Compare and swap unprivileged

This instruction reads a 64-bit doubleword from memory, and compares it against the value held in a first register. If the comparison is equal, the value in a second register is written to memory. If the comparison is not equal, the architecture permits writing the value read from the location to memory. If the write is performed, the read and write occur atomically such that no other modification of the memory location can take place between the read and write.

  • CASAT and CASALT load from memory with acquire semantics.
  • CASLT and CASALT store to memory with release semantics.
  • CAST has neither acquire nor release semantics.
  • The architecture permits that the data read clears any exclusive monitors associated with that location, even if the compare subsequently fails.

    If the instruction generates a synchronous Data Abort, the register which is compared and loaded, that is <Xs>, is restored to the value held in the register before the instruction was executed.

    Explicit Memory effects produced by the instruction behave as if the instruction was executed at EL0 if the Effective value of PSTATE.UAO is 0 and either:

  • The instruction is executed at EL1.
  • The instruction is executed at EL2 when the Effective value of HCR_EL2.{E2H, TGE} is {1, 1}.
  • Otherwise, the Explicit Memory effects operate with the restrictions determined by the Exception level at which the instruction is executed.

    For a CAST or CASAT instruction, when <Ws> or <Xs> specifies the same register as <Wt> or <Xt>, this signals to the memory system that an additional subsequent CAST, CASAT, CASALT, or CASLT access to the specified location is likely to occur in the near future. The memory system can respond by taking actions that are expected to enable the subsequent CAST, CASAT, CASALT, or CASLT access to succeed when it does occur.

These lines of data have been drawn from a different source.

PR #9300, opened 2022-11-29
ttd Bid Adapter: add regression test topmost domain

gielow:
## Type of change

- [ ] Bugfix
- [ ] Feature
- [ ] New bidder adapter   
- [x] Build related changes
- [ ] CI related changes

- [ ] Other


gielow:
Adding a regression test for tydBidAdapter to avoid regression.

gielow:
@patmmccann

patmmccann:
thanks for this commit! Can you describe briefly the goal here? It seems to be adding tests to confirm the logic in refererDetection works for you going forward? Is this because you are comfortable with what is being sent over the wire with the latest merge @jlquaccia did? #9241

gielow:
> thanks for this commit! Can you describe briefly the goal here? It seems to be adding tests to confirm the logic in refererDetection works for you going forward? Is this because you are comfortable with what is being sent over the wire with the latest merge @jlquaccia did? #9241

We had an internal issue, so I created a test that replicated our client's scenario that failed with the previous code. Then I used the changes from #9241 to confirm it works as intended.
We also want to avoid that future changes to the common/core code causing regression to our clients.

patmmccann (approved):

PR #9302, opened 2022-11-30
Discovery Bid Adapter & Mediago Bid Adapter: add support for test request param

BaronJHYu:
## Type of change

- [ ] Bugfix
- [x] Feature
- [ ] New bidder adapter   
- [ ] Build related changes
- [ ] CI related changes

- [ ] Other


modules/mediagoBidAdapter.js
```diff
@@ -312,7 +310,7 @@ function getParam(validBidRequests, bidderRequest) {
   if (items && items.length) {
     let c = {
       id: 'mgprebidjs_' + auctionId,
-      test: +isTest,
+      test: Number(validBidRequests[0].params.test) || 0,
```
patmmccann, line 313: why is the syntax of the change different than above? Can you also document this param?

patmmccann (changes requested):

modules/mediagoBidAdapter.js
BaronJHYu: Because we want to change test status by Publisher. To make it easier to debug，we bid more frequently for test request.
We will update the document synchronously. And the default value be able to work properly.

patmmccann (approved):

PR #9304, opened 2022-11-30
Triplelift Adapter: Update referrer logic 

patrickloughrey:
## Type of change
- [x] Refactoring 

## Description of change
Reverting changes that were made [here](https://github.com/prebid/Prebid.js/pull/9178) since referrer logic was changed


patmmccann:
thanks very much! @jlquaccia ty for the fix!

PR #9305, opened 2022-11-30
Kargo Adapter: Update referrer logic

jsadwith:
## Type of change

## Description of change
Similar to #9304 , this reverts changes after the Prebid.js referer logic was updated


patmmccann:
thanks for the follow up!

patmmccann (approved):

    A code sequence starting with a CAST or CASAT instruction for which <Ws> or <Xs> specifies the same register as <Wt> or <Xt>, and ending with a subsequent CAST, CASAT, CASALT, or CASLT to the same location, exhibits the following properties for best performance when the location may be accessed concurrently, on one or more other PEs:

  • The sequence does not contain any direct system register writes, address translation instructions, cache or TLB maintenance operations, exception producing instructions, exception returns, or ISB barriers.
  • The execution of the sequence includes 32 or fewer instructions.
  • The value provided in <Ws> or <Xs> of the first CAST or CASAT is a value likely to result in the comparison failing. A failing comparison result may lead to better performance due to the hardware not performing a write to memory.
  • For a CAST or CASAT instruction, when <Ws> or <Xs> specifies the same register as <Wt> or <Xt>, the value in memory is not modified, because the CAST or CASAT either fails its compare or writes the same value back to memory.

    For more information about memory ordering semantics, see Load-Acquire, Store-Release.

    For information about addressing modes, see Load/Store addressing modes.

    Encoding: No offset

    Variants: FEAT_LSUI (ARMv9.6)

    313029282726252423222120191817161514131211109876543210
    110010011011111
    szLRso0Rt2RnRt

    CAST (L == 0 && o0 == 0)

    CAST <Xs>, <Xt>, [<Xn|SP>{, #0}]

    CASAT (L == 1 && o0 == 0)

    CASAT <Xs>, <Xt>, [<Xn|SP>{, #0}]

    CASALT (L == 1 && o0 == 1)

    CASALT <Xs>, <Xt>, [<Xn|SP>{, #0}]

    CASLT (L == 0 && o0 == 1)

    CASLT <Xs>, <Xt>, [<Xn|SP>{, #0}]

    Decoding algorithm

    if !IsFeatureImplemented(FEAT_LSUI) then EndOfDecode(Decode_UNDEF);
    constant integer s = UInt(Rs);
    constant integer t = UInt(Rt);
    constant integer n = UInt(Rn);
    constant boolean acquire = L == '1';
    constant boolean release = o0 == '1';
    constant boolean tagchecked = n != 31;

    Operation

    bits(64) address;
    bits(64) comparevalue;
    bits(64) newvalue;
    
    constant boolean privileged = AArch64.IsUnprivAccessPriv();
    constant AccessDescriptor accdesc = CreateAccDescAtomicOp(MemAtomicOp_CAS, acquire, release,
                                                              tagchecked, privileged);
    comparevalue = X[s, 64];
    newvalue = X[t, 64];
    
    if n == 31 then
        CheckSPAlignment();
        address = SP[64];
    else
        address = X[n, 64];
    
    X[s, 64] = MemAtomic(address, comparevalue, newvalue, accdesc);

    Explanations

    <Xs>: Is the 64-bit name of the general-purpose register to be compared and loaded, encoded in the "Rs" field.
    <Xt>: Is the 64-bit name of the general-purpose register to be conditionally stored, encoded in the "Rt" field.
    <Xn|SP>: Is the 64-bit name of the general-purpose base register or stack pointer, encoded in the "Rn" field.